Riding our bicycles today, however, we saw one, again running along a fence and climbing a tree, next to a farmlike property with a pair of horses and, recently, some Canada geese (I counted seven today).  I’ve enjoyed seeing the purple tulips around the neighborhood, but seeing the red squirrel was the high point of our ride! 

Saturday, I played in the West Chester Chess Club’s First Saturday of the Month Quads.  Normally, we have around thirty-two to thirty-six players, but we only had twenty-two players this time.  Maybe people were staying home so that they could watch the Kentucky Derby, which the pre-race favorite Big Brown won.  But sacrificing a whole day’s worth of chess for two minutes of horse racing seems unlikely.  Whatever the reason, turnout was down, and I, with my low Class A rating, played in the second quad.

For those who are unfamiliar with how quads are run, and perhaps even with chess, I’ll note that when someone plays in a USCF-sanctioned tournament (”USCF”=”United States Chess Federation”), he gets a rating—a measure of playing strength—based on his results and on the strengths of his opponents.  The more rated games one plays, the more accurate his rating becomes.  In quads, the four highest-rated players are grouped together, and the four highest-rated players below them are grouped together, and so on, and each player plays one game against each of the other three players in his quad.  (If the number of players isn’t even, the tournament director plays, making it even; and if the number of players still isn’t a multiple of four, the bottom group is a six-person section in which each person still plays three games but in which the pairings are handled by something called the “Swiss system,” a well-established system for pairing players, round after round, in a tournament.)  My rating (1815, but now probably up to about 1830) is in the top fourth or fifth of tournament players; I had the seventh-highest rating among the twenty-two players.  USCF classes include Senior Master (2400+), National Master (2200-2399), Expert (2000-2199), Class A (1800-1999), Class B (1600-1799), Class C (1400-1599), Class D (1200-1399),  and Class E (1000-1199); few adults are lower-rated than 1000, although many kids are.  (The local chess club only has one master and one expert.) 

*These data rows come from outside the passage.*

PR #500, opened 2025-10-05
Fix PULP default solver installation

gegen07:
Related to [#806](https://github.com/pysal/libpysal/pull/806) and #348.

### DIFF
--- a/environment.yml
+++ b/environment.yml
@@ -3,6 +3,7 @@ channels:
   - conda-forge
 dependencies:
   - python=3.13
+  - coin-or-cbc
   - fast_hdbscan
   - geopandas
   - jupyterlab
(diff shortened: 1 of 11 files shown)


gegen07:
I think it is hanging on [`test_combination_approach`](https://github.com/pysal/spopt/blob/main/spopt/tests/test_locate/test_flow.py#L72) of FRLM. This method is dependent on `rising_combination`(https://github.com/pysal/spopt/blob/main/spopt/locate/util.py#L109) which generates combinations for refueling. This sounds weird to me, why `COIN_CMD` in UNIX-based can solve this problem and windows cannot.

jGaboardi:
> This sounds weird to me, why COIN_CMD in UNIX-based can solve this problem and windows cannot.

Exactly... strange indeed...

jGaboardi:
@gegen07 – the initial problem causing this seems to have been a fluke and/or it was worked out upstream. Now things seems to be passing, right?

Shall we close this PR?

gegen07:
Seems ok to me. Closing it.

Issue #481, opened 2025-04-18
Suggestion: Add `CONTRIBUTING.md` for smoother onboarding


Abhishek-Dimri:
Hi @jGaboardi,

As a new contributor, I found it a bit tricky to get everything up and running quickly - especially with optional dependencies and development setup. I’d like to suggest adding a `CONTRIBUTING.md` file to help others get started more smoothly.

I did find the [Installation page](https://pysal.org/spopt/installation.html) - which is helpful - but it would be great to have a more centralized place with quick info for contributors, like how to install everything in one go or how to run tests.

If any of the following already exist, please let me know - I might've just missed them!

### Suggested Outline for `CONTRIBUTING.md`

- **Developer’s Guide** - Quick intro for contributors.
- **Requirements** - Python 3.11+, pip or conda.
- **Getting Started** - Fork, clone, and add upstream.
- **Installation** - Something like `pip install .[docs,tests,dev,notebooks]` to install all dev dependencies easily.
- **Running Tests** - Mention how to run tests with `pytest`.
- **Code Style** - Not sure if tools like `ruff`, `black`, or `pre-commit` are used - if yes, would be helpful to document.
- **Documentation** - How to build with Sphinx (`make html`).
- **Notebooks** - There are some optional notebook dependencies, so info on how to run those would help.
- **Making a Release** - For maintainers (build, version bump, publish).
- **Contributing Tips** - If needed.

Happy to help draft a basic version if this sounds useful!

Thanks 🙌

jGaboardi:
@Abhishek-Dimri Thanks for opening the issue!

While we do have a [`CONTRIBUTING.md `](https://github.com/pysal/spopt/blob/main/.github/CONTRIBUTING.md) with some of this information in there and pointer links to other resources (pointed to from [*Contribute* in our `README.md`](https://github.com/pysal/spopt?tab=readme-ov-file#contribute)), it could certainly use some updating.

Moreover, [*Documentation/Developer*](https://pysal.org/docs/devs/) at `pysal.org` could use some love.

cc @gegen07 @knaaptime @sjsrey @martinfleis

PR #505, opened 2026-01-08
Improve CONTRIBUTING.md for new contributors

AKSrivastava28:
This PR improves CONTRIBUTING.md by adding clearer guidance for:
- Local development setup
- Running tests
- Building documentation

This follows up on the discussion in issue #481.


martinfleis:
@gegen07 I am bit hesitant in merging individual changes across the federation as it means each sub package will have its own guidelines, complicating federation-wise maintenance. I think we should think about how to standardise this.

PR #511, opened 2026-03-24
ENH: warn and fall back to p-median when k    >= p_facilities in KNearestPMedian

### LINKED ISSUE #428: KN-PMP: solve standard PMP once any `k>=p`
Currently within the $k$-nearest $p$-median problem,  we raise errors here[^1] and here[^2] when any values of `k` is greater than `p`. Perhaps we should keep this behavior in `from_geodataframe()`, but in `_create_sparse_matrix()` we should probably consider throwing a warning then defaulting to solve a standard $p$-median problem.

[^1]: in [`_create_sparse_matrix()`](https://github.com/pysal/spopt/blob/bf7134a33794e9a02377e95563faaa48d74a486d/spopt/locate/p_median.py#L723)
[^2]: in [`from_geodataframe()`](https://github.com/pysal/spopt/blob/bf7134a33794e9a02377e95563faaa48d74a486d/spopt/locate/p_median.py#L967)

xref #425

CONFUZ3:
Closes #428

  ## What changed
  - `KNearestPMedian.from_geodataframe()` now emits a `UserWarning` when any value in `k_array >= p_facilities`, explaining that the k-nearest constraint is non-binding and the model degenerates to astandard p-median.
  - `k_array` is reset to `n_facilities` for all clients to make the equivalence explicit.
  - Added two new tests covering `k == p` and `k > p` cases.
  - Updated `test_error_high_capacity` to also assert the new warning fires (that test used `p_facilities=1` with `k=[1,1]`).

  ## Why `from_geodataframe` not `_create_sparse_matrix`
  `solve()` calls `_create_sparse_matrix()` in a loop, and `_update_k_array()` naturally increments k values during iteration; checking there would produce spurious warnings. Guarding at construction time catches only user-supplied initial k values.

### DIFF
--- a/spopt/locate/p_median.py
+++ b/spopt/locate/p_median.py
@@ -977,6 +977,21 @@ class KNearestPMedian(PMedian):
                 f"of total facilities, which is {len(fac_data)}."
             )
 
+        # When any k >= p_facilities the k-nearest constraint is non-binding:
+        # only p facilities are ever selected, so a client with k >= p can always
+        # reach every selected facility. The model degenerates to a standard
+        # p-median; warn and set k = n_facilities to make the equivalence explicit.
+        if (k_array >= p_facilities).any():
+            warnings.warn(
+                "Some ``k`` values are >= ``p_facilities`` "
+                f"({p_facilities}); the k-nearest constraint is "
+                "non-binding and the model degenerates to a standard "
+                "p-median. Solving as a standard p-median instead.",
+                UserWarning,
+                stacklevel=2,
+            )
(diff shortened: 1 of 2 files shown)


spopt/locate/p_median.py
```diff
@@ -977,6 +977,21 @@ def from_geodataframe(
                 f"of total facilities, which is {len(fac_data)}."
             )
 
+        # When any k >= p_facilities the k-nearest constraint is non-binding:
```
jGaboardi: Condense this 4-line comment down to 1 line please.

PR #512, opened 2026-03-25
Use non-strict threshold when identifying candidate move areas

hegen008:
The max-p-regions problem uses a non-strict threshold, requiring that regions have a spatially extensive attribute greater than or equal to a predetermined threshold. This PR replaces > with >= in the pick_move_area() function to align with the non-strict threshold definition. With this improvement, when areas are identified as candidates to be moved in the simulated annealing phase, the remaining parts of the region are required to be >= the minimum region threshold, rather than strictly greater than it. The simulated annealing algorithm works with a strict threshold as originally written, but the results will generally not be as good with a lower number of potential move candidates identified. As this improvement affects the simulated annealing algorithm path, the expected result for 2 test cases needed to be updated as well.

### DIFF
--- a/spopt/region/maxp.py
+++ b/spopt/region/maxp.py
@@ -498,7 +498,7 @@ def _pick_move_area(
         rla = np.array(region_lists[k])
         rasa = threshold_array[rla]
         lost_sa = v - rasa
-        pas_indices = np.where(lost_sa > threshold)[0]
+        pas_indices = np.where(lost_sa >= threshold)[0]
         if pas_indices.size > 0:
             for pasi in pas_indices:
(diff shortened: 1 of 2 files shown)


knaaptime:
thanks!

yeah, i think that's right, following the original JRS paper
Screenshot 2026-03-25 at 11 30 41 AM

i'll let @sjsrey weigh in to be absolutely sure though

hegen008:
Thanks for confirming that the problem definition has a non-strict threshold. To clarify to purpose of this PR, the algorithm is currently implemented with a non-strict threshold in most places, it is just this one line that uses a strict threshold instead. I think what is most important is that whichever is chosen is used consistently.

PR #516, opened 2026-04-11
fix: validate SA3 extraction mode early

samay2504:
This PR fixes the SA3 extraction error path by validating the extraction mode before importing optional clustering dependencies, so unsupported values now raise the expected `ValueError` immediately instead of being masked by an `ImportError` when `fast_hdbscan` is unavailable; this keeps user-facing errors accurate and aligns runtime behaviour with the existing test expectation.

I had a strange quad.  I won my first game, when I should have lost—I got into a very inferior position straight out of the opening, struggled to come up with active play, and held on, only to reach a middlegame position in which I was sure I was lost.  But my opponent didn’t make the moves I thought he’d make, and I wound up trading down into a favorable endgame, which I then won.  In the second round, I played a very drawish game, only to stumble into a lost ending!  <Sigh>  Then, in the third round, my opponent handed me an Exchange (a rook for either knight or bishop—in this case, a knight) by letting me fork his queen and rook with my knight, and after many more moves, I forced his resignation.  So, it wasn’t a bad quad, measured by results—I scored 2-1—but it wasn’t a quad in which I played the way I want to. 

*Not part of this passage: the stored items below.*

Issue #524, opened 2026-04-11
FRLM get_flow_coverage return annotation is incorrect


samay2504:
## Description
`FRLM.get_flow_coverage()` returns a coverage dictionary but is currently annotated as returning `None`, which is inconsistent with runtime behaviour and makes downstream type checking and editor hints inaccurate.

## Steps to reproduce
```python
coverage = model.get_flow_coverage()
print(type(coverage))
```

## Expected behaviour
The method signature should declare a dictionary return type that matches the returned object.

## Actual behaviour
The method is annotated with `-> None` even though it returns a dictionary.

## Environment
- spopt version: main
- Python version: 3.11
- OS: Windows 11

PR #525, opened 2026-04-11
fix: correct FRLM flow coverage annotation

samay2504:
This PR fixes issue #524 by updating `FRLM.get_flow_coverage()` to use a dictionary return annotation that matches its actual return value, and it adds a small test assertion that checks the returned object type, which keeps the public API contract explicit for type checkers and editor tooling without changing runtime behaviour.

### DIFF
--- a/spopt/locate/flow.py
+++ b/spopt/locate/flow.py
@@ -373,7 +373,7 @@ class FlowModelBuilder:
 class FRLMCoverageMixin:
     """Mixin to calculate flow coverage statistics for FRLM."""
 
-    def get_flow_coverage(self) -> None:
+    def get_flow_coverage(self) -> dict[str, float]:
         """Improved and fixed calculation of flow coverage."""
         if not hasattr(self, "facility_vars") or self.facility_vars is None:
             raise AttributeError(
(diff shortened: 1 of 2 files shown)


jGaboardi:
@samay2504 – You have opened more than 5 Issue+PR pairs in a very short period. Please provide a statement on each associated PR as to the degree of LLM usage that was utilized to both create the issue & PR. This statement should be written by you, not CoPilot or any other LLM.

I can't speak for other maintainers, but I am unwilling to review mass-produced PRs generated by LLMs.

If no explanation is provided in a timely manner, we reserved to right to close them.

cc @knaaptime @martinfleis

samay2504:
For transparency, I prepared and validated this change myself; I identified the mismatch between the annotation and runtime return type, made the code and test edits locally, ran the checks, and reviewed the diff before opening the PR. I did use tooling assistance in a limited way for wording and minor drafting support, but the technical diagnosis, implementation decisions, testing, and final commit content were done by me. I understand the concern about high-volume submissions, and I will slow down my pace and include explicit disclosure notes on each related PR going forward.

PR #684, opened 2024-07-08
v2.0: Merge latest master into v2.0

johnnyshields:
This PR catches up v2.x branch with the latest master code.

This PR also drops support for Ruby 2.6, 2.7 and JRuby 9.3 all of which are now both EOL. (Even Ruby 3.0 is EOL, but we can support it for now.)


johnnyshields:
@pitbulk this is ready for your review now.

lib/onelogin/ruby-saml/version.rb
```diff
@@ -2,6 +2,6 @@
 
 module OneLogin
   module RubySaml
-    VERSION = '1.15.0'
+    VERSION = '1.16.0'
```
pitbulk, line 5: @johnnyshields  I'm more inclined to move to a 2.X version now that we have dropped support for old Ruby versions.

That way we can use 1.16 and 1.17 for security bugfixes and key features we want to add to the old branch.
We should also update the changelog properly.

pitbulk:
I only have the concern of the ruby-saml version, the rest seems good to be merged.

lib/onelogin/ruby-saml/version.rb
johnnyshields: Done! Changed to 2.0.0

PR #685, opened 2024-07-08
v2.0: Remove OneLoginNamespace

johnnyshields:
Fixes https://github.com/SAML-Toolkits/ruby-saml/issues/659

Note this moves file paths from `lib/onelogin/ruby-saml` to `lib/ruby_saml`. The gem still loads with `require 'ruby-saml'` (hyphenated) as before.

By the way, I have used the `git mv` command in this PR. You can see it specifically in this commit: https://github.com/SAML-Toolkits/ruby-saml/pull/685/commits/7c90d25160502920465ccdd1524f22a2e919924c. The [following commit](https://github.com/SAML-Toolkits/ruby-saml/pull/685/commits/d1d3aeb53af0f06eb329929d20891cde05639f7c) is purely modification of those files. When you view the full diff of the PR, Github's UI makes it looks like certain files were deleted and re-created, but this is not actually the case in Git itself.


johnnyshields:
@pitbulk this is ready for your review and merge.

pitbulk:
@johnnyshields Can you fix the conflict with version?
Why there are all those commits? Maybe makes sense if you sync your project with v2.x branch and just move the mv and push?

Also, we need to ensure backward compatibility. Can you add some tests using the OneLogin domain: 
```
OneLogin::RubySaml
```

Thanks for your hard work!

PR #689, opened 2024-07-08
v2.0: Remove settings.compress_request and compess_response parameters

johnnyshields:
Fixes https://github.com/SAML-Toolkits/ruby-saml/issues/676

Remove the `settings.compress_request` and `settings.compress_response` parameters. Set their behavior automatically based on `settings.idp_sso_service_binding` and `settings.idp_slo_service_binding` respectively. `HTTP-Redirect` will always use compression, while `HTTP-POST` will not.

(Compressing HTTP-POST is non-sensical, while most SAML services will fail if you don't compress redirects, and you may even hit the 2048 char URL limit.)


pitbulk:
Im worried about other libraries using settings.compress_request and settings.compress_response for building its own bindings, not covered by RubySaml.

Can we instead of removing the settings, give the "default" binding behavior if no settings.compress_request and settings.compress_response was set?

johnnyshields:
@pitbulk how about we keep the parameters but remove their functionality and simply have them display a "deprecated" message?

The problem with these parameters is that POST binding should never be compressed, and Redirect binding should always be compressed. Any other configuration is invalid, so continuing to support these will only cause issues.

johnnyshields:
(Another option is to do the above deprecation on 1.7.0, and remove entirely in 2.0.0)

pitbulk:
My proposal:

At settings.rb, [set the default](https://github.com/SAML-Toolkits/ruby-saml/blob/master/lib/onelogin/ruby-saml/settings.rb#L280) values as:
```
:compress_request => nil,
:compress_response => nil,
```

Create at utils.rb an auxiliary like:
```
     # Calculates if compression is required
     # @param type [String] SAMLRequest | SAMLResponse
     # @param service [String] sso | slo
     # @param settings [OneLogin::RubySaml::Settings|nil] Toolkit settings 
    def may_compress_message(type, service, settings):
      if settings.compress_request.present? and type == "SAMLRequest"  # Old behavior
        compress = settings.compress_request
      else if settings.compress_response.present? and type == "SAMLResponse"  # Old behavior
        compress = settings.compress_response
      else if service == "sso"
         compress = is_binding_redirect(settings.idp_sso_service_binding)
      else if service == "slo"
          compress = is_binding_redirect(settings.idp_slo_service_binding)
      else 
          compress = false
       return compress

    def is_binding_redirect(settings_binding):
      return settings_binding == Utils::BINDINGS[:redirect]
```

Then in authrequest.rb for example:
```
  request = deflate(request) if Utils::may_compress_message("SAMLRequest" , "sso", settings)
  
  ...
  
  if Utils::is_binding_redirect(settings.idp_sso_service_binding) && settings.security[:authn_requests_signed] && sp_signing_key
```

Or at slo_logoutresponse.rb
```
response = deflate(response) if Utils::may_compress_message("SAMLResponse" , "slo", settings)
  
  ...
  
  if Utils::is_binding_redirect(settings.idp_slo_service_binding) && settings.security[:logout_responses_signed] && sp_signing_key

```


Also, Leave but add a deprecation warning to:
```
      # Deflate, base64 encode and url-encode a SAML Message (To be used in the HTTP-redirect binding)
      # @param saml [String] The plain SAML Message
      # @param settings [OneLogin::RubySaml::Settings|nil] Toolkit settings
      # @return [String] The deflated and encoded SAML Message (encoded if the compression is requested)
      #
      def encode_raw_saml(saml, settings)
        saml = deflate(saml) if settings.compress_request

        CGI.escape(encode(saml))
      end
```
And create a new 
```
      # Deflate (or not), base64 encode and url-encode a SAML Message (To be used in the HTTP-redirect binding)
      # @param saml [String] The plain SAML Message
      # @param compress [true|false] Whether or not the SAML should be deflated.
      # @return [String] The SAML Message (deflated if requested) base64 encode and url-encode
      #
      def encode_raw_saml_message(saml, compress)
        saml = deflate(saml) if compress

        CGI.escape(encode(saml))
      end
```

johnnyshields:
@pitbulk Is your concern is *specifically* about the `encode_raw_saml` method?

How about this:

1. Leave in `Settings.compress_request`, but make it do nothing.
2. 

```ruby
def encode_raw_saml_message(saml, settings_or_compress)
  saml = deflate(saml) if settings_or_compress.is_a?(TrueClass)

  unless settings_or_compress.compress_request.nil?
    log_deprecation_warning("[WARNING] Please change the second argument of `encode_raw_saml_message` to a boolean indicating whether or not to use compression. Using a boolean will be required in RubySaml 2.1.0")
    saml = deflate(saml) if settings_or_compress.compress_request
  end

  CGI.escape(encode(saml))
end
```
3. Remove `Settings.compress_response` as it does not affect `encode_raw_saml_message` at all.

pitbulk:
My concern is that people could be using Settings.compress_request and Settings.compress_response at its code.
We can mark it as deprecated in 2.0 and maybe remove in future 2.1
Are you against the use of the aux may_compress_message?

I'm ok with the encode_raw_saml idea you proposed, but maybe:

```
def encode_raw_saml(saml, settings_or_compress)
  if settings_or_compress.is_a?(TrueClass)
    saml = deflate(saml) if settings_or_compress
  else
    log_deprecation_warning("[DEPRECATION WARNING] Please change the second argument of `encode_raw_saml_message` to a boolean indicating whether or not to use compression. Using a boolean will be required in RubySaml 2.1.0.")

    if settings_or_compress.respond_to?(:compress_request)
      saml = deflate(saml) if settings_or_compress.compress_request
    end
  end
  CGI.escape(encode(saml))
end
```

And later in 2.1, we simply:
```
def encode_raw_saml(compress)
  saml = deflate(saml) if compress
  CGI.escape(encode(saml))
end
```

johnnyshields:
> Are you against using the aux may_compress_message
Yes, I really think it's not needed. We should simply inform people to use the existing `idp_sso/slo_service_binding` params, rather than making a new `may_compress_message` that requires them to think about legacy params. Nothing will break regardless.

> I'm ok with the encode_raw_saml idea you proposed, but maybe
Your code raises a dep message if `settings_or_compress` is false or nil. Correcting my proposed code here:

```ruby
def encode_raw_saml(saml, settings_or_compress)
  saml = deflate(saml) if settings_or_compress.is_a?(TrueClass)

  if settings_or_compress.respond_to?(:compress_request)
    log_deprecation_warning("[DEPRECATION WARNING] Please change the second argument of `encode_raw_saml_message` to a boolean indicating whether or not to use compression. Using a boolean will be required in RubySaml 2.1.0.")
    saml = deflate(saml) if settings_or_compress.compress_request
  end

  CGI.escape(encode(saml))
end
```

> And later in 2.1
Yes agreed to this

johnnyshields:
Moved to #695

PR #691, opened 2024-07-08
Make IdpMetadataParser#get_idp_metadata public

calebhearth:
I have a use-case for being able to cache the intermediate fetch of
metadata in case of temporary failures, so rather than:

    parser.parse_remote(url)

I'd like to

    begin
      metadata = parser.get_idp_metadata(url, true)
      do_my_caching(metadata)
      parser.parse(metadata)
    rescue HttpError
      load_cache
    end

There's a fair amount of logic in the `get_idp_metadata` method that I'd
rather not need to re-implement. Right now I have this implemented with
`parser.send(:get_idp_metadata, url, true)` which is obviously not great
if the internals of this class change in the future. Can we move this
method to the public API?


johnnyshields:
Seems reasonable. @pitbulk I vote to merge.

PR #692, opened 2024-07-09
v2.0: Move XMLSecurity namespace to RubySaml::XML

johnnyshields:
This change is done in the same manner as the OneLogin removal. It also splits out the multiple inner classes into individual files.

The PR also includes a test for alias XMLSecurity = RubySaml::XML


pitbulk:
@johnnyshields 
What happens if people in its code has reference for:
```
require 'lib/xml_security.rb'
```

Can we keep for backward compatiblity by leaving the xml_security.rb that gonna include the requirements of the new files, as we did with ruby-saml.rb?

johnnyshields:
@pitbulk changes done as requested.

PR #695, opened 2024-07-09
v2.0: Deprecate compress_request and compress_response

johnnyshields:
Fixes https://github.com/SAML-Toolkits/ruby-saml/issues/676

Replaces PR #689 

Deprecate `compress_request` and `compress_response` parameters. Set their behavior automatically based on settings.idp_sso_service_binding and settings.idp_slo_service_binding respectively. HTTP-Redirect will always use compression, while HTTP-POST will not.

As discussed the `encode_raw_saml` method has been made backward compatible.

This also contains light refactoring of `RubySaml::Logging` to add a `deprecate` method and be a singleton module without changing any of its existing method interfaces.


test/logoutrequest_test.rb
```diff
@@ -152,21 +152,7 @@ class RequestTest < Minitest::Test
         assert_match %r[<ds:DigestMethod Algorithm='http://www.w3.org/2001/04/xmlenc#sha256'/>], inflated
       end
 
-      it "create a signed logout request" do
-        settings.compress_request = true
```
pitbulk, line 156: @johnnyshields 
Should we instead remove only the:
```
settings.compress_request = true
```
and use
```
settings.idp_slo_service_binding = RubySaml::Utils::BINDINGS[:post]
```
So we keep the test?

pitbulk:
Added a minor comment, rest seems ok to be merged.

test/logoutrequest_test.rb
johnnyshields: You have very good eyes! 👀

It was removed because when you remove compression from this case (as required for HTTP-POST) and test the `create_params` method (`create` is not used for POST), then it becomes identical to the test immediately below it.

lib/ruby_saml/settings.rb
```diff
@@ -296,8 +292,40 @@ def get_binding(value)
       }.freeze
     }.freeze
 
+    # @deprecated Will be removed in v2.1.0
+    def compress_request
+      compress_deprecation('compress_request', 'idp_sso_service_binding')
+      defined?(@compress_request) ? @compress_request : true
```
johnnyshields, line 298: One more thing I caught, the previous default for these was "true", so it needs to stay that way.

Now that I have the use of ChessImager (see previous post), I’ve been able to put a few “little lessons” in the chess section of my Web site with diagrams.  I have sections on playing for the endgame, on building walls, and on tempo moves, and a couple of other sections are planned.  I’m delighted!

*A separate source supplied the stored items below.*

PR #699, opened 2024-07-09
v2.0: Settings params deprecations

johnnyshields:
Deprecate `RubySaml#Settings` params and alias them to the new ones. All these deprecations were declared in CHANGELOG in earlier versions already. *This does not affect any existing behavior.*

- issuer --> sp_entity_id
- idp_sso_target_url --> idp_sso_service_url
- idp_slo_target_url --> idp_slo_service_url
- assertion_consumer_logout_service_url --> single_logout_service_url
- assertion_consumer_logout_service_binding --> single_logout_service_binding

### DIFF
--- a/CHANGELOG.md
+++ b/CHANGELOG.md
@@ -9,6 +9,7 @@
 * [#686](https://github.com/SAML-Toolkits/ruby-saml/pull/686) Use SHA-256 as the default hashing algorithm everywhere instead of SHA-1, including signatures, fingerprints, and digests.
 * [#695](https://github.com/SAML-Toolkits/ruby-saml/pull/695) Deprecate `settings.compress_request` and `settings.compess_response` parameters.
 * [#690](https://github.com/SAML-Toolkits/ruby-saml/pull/690) Remove deprecated `settings.security[:embed_sign]` parameter.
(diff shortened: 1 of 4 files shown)


johnnyshields:
@pitbulk ready for review and merge.

pitbulk:
Merging this one, but we need to be careful when we move to 2.1

Maintain the code clean is a nice to have, but if during doing this you break several projects is not cool.

If you execute a simple [search on Github](https://github.com/search?q=%22settings.issuer%22+language%3ARuby+&type=code), you will find that a tons of projects still use ``settings.issuer``, so imagine all those projects using ruby-saml, that added SAML support years ago (when this parameter was in use). I'm pretty sure that is really possible that the developer that made the integration could not be anymore in the company, and nobody gonna be aware of the change that is required, or will not notice of the need of the change until the integration broke.

johnnyshields:
I'm well aware. I've maintained an app for 10 years. I'm taking a lot of care not to break anything.

Even in version 2.1.0, I am thinking we should keep the methods but raise a hard RuntimeError `Settings#issuer parameter has been removed in RubySaml v2.1.0. Please downgrade to RubySaml v2.0.0 and fix all deprecation warnings first before upgrading to v2.1.0.`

I played Black against the club master last night, and although I lost, I’m happy, overall, with the game I played.  I played a Caro-Kann, he played his 1 e4 c6 2 Nc3 d5 3 Qf3 line–the one that caught me off-guard once before when we played–and I completely neutralized his advantage.  We wound up in an endgame with two bishops each and pawns on both sides of the board in a nearly symmetrical position, but somehow he managed to win.  I suppose that’s why he’s a master.  Of course, I missed a couple of his moves, including the one that won a pawn for him.

Tomorrow, I play in the First Saturday of the Month quads.